**Entries provided**:
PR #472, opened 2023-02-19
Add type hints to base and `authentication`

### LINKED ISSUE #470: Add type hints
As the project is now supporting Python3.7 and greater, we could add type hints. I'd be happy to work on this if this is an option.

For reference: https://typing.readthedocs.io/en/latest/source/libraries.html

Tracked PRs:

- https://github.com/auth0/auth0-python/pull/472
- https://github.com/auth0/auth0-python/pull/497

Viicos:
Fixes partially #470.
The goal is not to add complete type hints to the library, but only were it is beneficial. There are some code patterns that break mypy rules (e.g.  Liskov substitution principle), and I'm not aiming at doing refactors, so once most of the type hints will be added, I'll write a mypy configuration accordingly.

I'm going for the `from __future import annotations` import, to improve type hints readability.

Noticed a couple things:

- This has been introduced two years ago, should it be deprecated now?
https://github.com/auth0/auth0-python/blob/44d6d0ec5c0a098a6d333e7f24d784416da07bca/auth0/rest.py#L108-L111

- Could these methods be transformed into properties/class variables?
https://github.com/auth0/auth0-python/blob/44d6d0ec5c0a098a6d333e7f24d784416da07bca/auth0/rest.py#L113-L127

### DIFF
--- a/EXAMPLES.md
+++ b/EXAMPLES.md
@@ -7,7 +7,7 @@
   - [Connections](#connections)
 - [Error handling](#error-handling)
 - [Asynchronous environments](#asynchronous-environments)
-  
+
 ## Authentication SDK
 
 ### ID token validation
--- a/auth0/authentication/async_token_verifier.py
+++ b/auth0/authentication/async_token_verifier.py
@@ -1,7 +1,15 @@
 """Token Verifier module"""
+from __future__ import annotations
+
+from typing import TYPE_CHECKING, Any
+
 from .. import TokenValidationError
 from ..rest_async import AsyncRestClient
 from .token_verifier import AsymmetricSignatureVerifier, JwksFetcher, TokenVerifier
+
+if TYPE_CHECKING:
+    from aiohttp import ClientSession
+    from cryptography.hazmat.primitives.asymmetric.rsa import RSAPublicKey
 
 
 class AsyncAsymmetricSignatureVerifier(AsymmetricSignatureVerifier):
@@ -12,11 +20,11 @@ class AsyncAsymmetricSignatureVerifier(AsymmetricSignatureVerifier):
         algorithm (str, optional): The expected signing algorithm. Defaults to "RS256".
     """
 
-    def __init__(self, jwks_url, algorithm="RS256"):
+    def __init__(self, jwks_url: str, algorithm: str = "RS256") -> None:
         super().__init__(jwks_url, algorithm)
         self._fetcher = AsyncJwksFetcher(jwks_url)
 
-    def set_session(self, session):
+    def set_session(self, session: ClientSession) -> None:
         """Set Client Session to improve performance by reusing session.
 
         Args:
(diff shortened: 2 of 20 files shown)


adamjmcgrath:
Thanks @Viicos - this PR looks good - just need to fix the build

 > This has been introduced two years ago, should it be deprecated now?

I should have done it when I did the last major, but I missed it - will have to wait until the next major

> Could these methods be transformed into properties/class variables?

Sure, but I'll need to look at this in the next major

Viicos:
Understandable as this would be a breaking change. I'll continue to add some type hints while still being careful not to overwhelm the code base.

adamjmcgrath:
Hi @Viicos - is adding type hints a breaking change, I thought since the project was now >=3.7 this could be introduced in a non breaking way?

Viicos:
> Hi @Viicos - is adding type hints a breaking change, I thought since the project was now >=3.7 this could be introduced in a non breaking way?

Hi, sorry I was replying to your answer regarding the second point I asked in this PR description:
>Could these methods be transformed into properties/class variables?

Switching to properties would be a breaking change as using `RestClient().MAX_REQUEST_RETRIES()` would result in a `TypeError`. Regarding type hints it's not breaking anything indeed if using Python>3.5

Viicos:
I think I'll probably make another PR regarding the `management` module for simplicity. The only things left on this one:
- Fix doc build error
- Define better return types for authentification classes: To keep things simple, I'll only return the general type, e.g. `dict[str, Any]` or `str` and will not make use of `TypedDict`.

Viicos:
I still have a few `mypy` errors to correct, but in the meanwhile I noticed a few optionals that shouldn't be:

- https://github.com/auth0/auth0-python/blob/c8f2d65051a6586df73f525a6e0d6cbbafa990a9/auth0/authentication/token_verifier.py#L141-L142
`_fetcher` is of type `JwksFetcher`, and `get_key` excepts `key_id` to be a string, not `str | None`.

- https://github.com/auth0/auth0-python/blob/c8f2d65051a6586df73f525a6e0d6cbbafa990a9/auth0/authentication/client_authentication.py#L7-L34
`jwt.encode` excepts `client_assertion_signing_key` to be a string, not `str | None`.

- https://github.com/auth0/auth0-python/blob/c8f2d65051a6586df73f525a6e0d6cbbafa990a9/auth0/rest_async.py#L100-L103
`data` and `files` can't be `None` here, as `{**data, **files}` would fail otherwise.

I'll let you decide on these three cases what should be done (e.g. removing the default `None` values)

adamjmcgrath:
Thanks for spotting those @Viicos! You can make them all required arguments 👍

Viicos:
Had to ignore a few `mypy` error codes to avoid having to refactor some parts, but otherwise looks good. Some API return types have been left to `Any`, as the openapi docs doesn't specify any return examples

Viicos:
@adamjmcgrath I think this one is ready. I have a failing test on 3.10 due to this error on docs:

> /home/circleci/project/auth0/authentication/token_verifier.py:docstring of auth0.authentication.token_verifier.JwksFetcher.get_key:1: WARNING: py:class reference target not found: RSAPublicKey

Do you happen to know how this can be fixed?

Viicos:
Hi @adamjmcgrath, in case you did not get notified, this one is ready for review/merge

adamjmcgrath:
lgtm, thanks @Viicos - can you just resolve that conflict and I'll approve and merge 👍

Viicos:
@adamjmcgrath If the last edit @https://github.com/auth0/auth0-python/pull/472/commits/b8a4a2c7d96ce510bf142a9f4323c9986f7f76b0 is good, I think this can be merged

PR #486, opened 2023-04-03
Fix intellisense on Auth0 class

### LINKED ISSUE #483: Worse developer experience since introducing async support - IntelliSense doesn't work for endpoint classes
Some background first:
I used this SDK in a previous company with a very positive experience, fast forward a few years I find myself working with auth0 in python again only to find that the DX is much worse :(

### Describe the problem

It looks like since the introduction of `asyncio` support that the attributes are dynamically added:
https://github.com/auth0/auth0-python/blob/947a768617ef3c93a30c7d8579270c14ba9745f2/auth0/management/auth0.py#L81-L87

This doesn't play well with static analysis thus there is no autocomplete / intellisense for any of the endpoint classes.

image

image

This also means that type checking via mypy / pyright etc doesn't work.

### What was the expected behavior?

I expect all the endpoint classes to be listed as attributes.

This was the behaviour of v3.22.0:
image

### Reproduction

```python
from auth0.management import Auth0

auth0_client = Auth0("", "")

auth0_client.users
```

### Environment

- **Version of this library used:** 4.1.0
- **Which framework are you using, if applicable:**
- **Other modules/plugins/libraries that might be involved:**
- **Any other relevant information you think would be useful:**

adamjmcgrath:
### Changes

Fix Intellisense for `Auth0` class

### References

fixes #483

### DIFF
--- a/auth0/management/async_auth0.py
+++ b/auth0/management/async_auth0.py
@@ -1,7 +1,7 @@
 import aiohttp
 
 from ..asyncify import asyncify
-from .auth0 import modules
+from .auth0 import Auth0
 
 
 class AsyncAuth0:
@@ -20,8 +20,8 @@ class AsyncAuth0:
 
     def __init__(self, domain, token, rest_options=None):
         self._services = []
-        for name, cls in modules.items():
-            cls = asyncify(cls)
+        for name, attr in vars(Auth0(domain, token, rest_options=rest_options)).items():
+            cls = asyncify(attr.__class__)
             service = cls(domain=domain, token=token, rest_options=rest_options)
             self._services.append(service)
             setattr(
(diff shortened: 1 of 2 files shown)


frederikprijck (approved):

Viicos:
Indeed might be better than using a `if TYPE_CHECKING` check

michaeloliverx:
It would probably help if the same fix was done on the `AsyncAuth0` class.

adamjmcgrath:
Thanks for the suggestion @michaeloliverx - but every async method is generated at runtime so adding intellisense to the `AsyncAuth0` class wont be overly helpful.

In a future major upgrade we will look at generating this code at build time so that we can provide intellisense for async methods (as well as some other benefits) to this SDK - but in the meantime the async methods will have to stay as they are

--

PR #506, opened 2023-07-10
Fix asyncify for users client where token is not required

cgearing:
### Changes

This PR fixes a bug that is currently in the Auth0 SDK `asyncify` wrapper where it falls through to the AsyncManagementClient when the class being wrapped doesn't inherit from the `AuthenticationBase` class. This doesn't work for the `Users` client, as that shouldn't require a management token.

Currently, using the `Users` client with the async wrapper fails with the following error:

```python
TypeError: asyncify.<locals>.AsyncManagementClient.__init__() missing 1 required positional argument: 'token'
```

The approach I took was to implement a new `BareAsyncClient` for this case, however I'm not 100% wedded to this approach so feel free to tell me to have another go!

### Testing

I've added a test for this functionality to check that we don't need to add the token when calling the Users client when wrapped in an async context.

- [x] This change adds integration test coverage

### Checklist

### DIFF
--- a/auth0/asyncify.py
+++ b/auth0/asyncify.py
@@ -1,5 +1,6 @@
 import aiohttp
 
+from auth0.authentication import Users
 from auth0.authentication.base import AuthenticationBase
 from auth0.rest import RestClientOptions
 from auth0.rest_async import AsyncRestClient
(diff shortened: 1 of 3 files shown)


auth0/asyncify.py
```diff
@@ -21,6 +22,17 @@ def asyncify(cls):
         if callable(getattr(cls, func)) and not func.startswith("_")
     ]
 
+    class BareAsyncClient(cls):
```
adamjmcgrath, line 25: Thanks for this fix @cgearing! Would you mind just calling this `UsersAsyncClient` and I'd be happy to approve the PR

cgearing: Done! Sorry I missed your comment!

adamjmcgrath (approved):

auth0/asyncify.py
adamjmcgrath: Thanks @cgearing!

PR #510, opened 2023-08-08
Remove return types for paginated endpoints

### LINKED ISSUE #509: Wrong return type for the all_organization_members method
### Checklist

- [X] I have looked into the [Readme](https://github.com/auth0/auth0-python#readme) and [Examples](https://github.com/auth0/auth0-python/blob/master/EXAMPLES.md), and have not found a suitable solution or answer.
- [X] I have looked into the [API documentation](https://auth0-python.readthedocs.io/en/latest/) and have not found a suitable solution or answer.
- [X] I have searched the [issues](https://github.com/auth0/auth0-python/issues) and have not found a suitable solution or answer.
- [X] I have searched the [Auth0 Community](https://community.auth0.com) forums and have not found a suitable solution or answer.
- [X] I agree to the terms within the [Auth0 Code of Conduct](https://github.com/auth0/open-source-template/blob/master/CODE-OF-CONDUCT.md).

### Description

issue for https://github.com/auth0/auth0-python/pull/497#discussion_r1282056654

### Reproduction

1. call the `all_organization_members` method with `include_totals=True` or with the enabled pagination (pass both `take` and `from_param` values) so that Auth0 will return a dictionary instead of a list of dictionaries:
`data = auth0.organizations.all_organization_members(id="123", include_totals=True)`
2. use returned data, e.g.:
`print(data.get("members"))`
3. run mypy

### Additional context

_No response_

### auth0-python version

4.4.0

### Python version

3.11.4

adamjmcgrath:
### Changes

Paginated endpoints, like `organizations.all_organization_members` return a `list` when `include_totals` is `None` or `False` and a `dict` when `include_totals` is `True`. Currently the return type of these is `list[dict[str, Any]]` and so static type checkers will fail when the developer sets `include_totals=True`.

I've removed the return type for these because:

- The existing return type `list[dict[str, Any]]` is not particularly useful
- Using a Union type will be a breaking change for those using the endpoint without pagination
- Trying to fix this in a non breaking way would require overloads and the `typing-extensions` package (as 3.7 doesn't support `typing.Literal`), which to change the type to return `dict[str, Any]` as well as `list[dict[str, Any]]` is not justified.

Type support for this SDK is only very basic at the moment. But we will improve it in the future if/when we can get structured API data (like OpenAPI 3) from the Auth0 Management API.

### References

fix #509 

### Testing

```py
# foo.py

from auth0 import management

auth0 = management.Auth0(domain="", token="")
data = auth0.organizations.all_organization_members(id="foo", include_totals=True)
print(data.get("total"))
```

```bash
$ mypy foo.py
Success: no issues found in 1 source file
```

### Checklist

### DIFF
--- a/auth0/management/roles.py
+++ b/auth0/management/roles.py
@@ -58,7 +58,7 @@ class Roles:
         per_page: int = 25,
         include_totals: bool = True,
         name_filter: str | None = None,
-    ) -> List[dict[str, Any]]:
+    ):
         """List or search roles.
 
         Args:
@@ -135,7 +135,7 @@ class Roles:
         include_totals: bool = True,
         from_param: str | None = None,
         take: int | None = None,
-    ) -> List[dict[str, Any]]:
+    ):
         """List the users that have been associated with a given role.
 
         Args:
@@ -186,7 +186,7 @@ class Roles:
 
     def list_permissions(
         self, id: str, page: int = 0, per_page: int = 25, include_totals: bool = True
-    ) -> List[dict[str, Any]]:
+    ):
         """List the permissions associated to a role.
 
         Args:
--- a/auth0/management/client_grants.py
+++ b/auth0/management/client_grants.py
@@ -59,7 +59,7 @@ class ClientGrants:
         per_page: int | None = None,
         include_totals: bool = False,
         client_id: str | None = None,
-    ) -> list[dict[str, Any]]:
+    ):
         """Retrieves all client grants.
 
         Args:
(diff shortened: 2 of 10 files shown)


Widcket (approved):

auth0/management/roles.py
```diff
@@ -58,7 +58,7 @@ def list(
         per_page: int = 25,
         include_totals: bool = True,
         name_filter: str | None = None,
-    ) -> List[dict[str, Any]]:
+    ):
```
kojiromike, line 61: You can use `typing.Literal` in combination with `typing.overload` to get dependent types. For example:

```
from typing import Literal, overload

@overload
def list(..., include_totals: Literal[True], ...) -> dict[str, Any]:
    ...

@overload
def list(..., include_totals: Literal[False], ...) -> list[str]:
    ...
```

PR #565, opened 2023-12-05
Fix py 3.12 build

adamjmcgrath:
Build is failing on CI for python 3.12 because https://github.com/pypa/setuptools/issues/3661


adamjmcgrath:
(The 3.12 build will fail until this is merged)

**Task directions**: Look over the records. Copy the lines that include the word "modules".

**Your response**:
- **Other modules/plugins/libraries that might be involved:**
-from .auth0 import modules
-        for name, cls in modules.items():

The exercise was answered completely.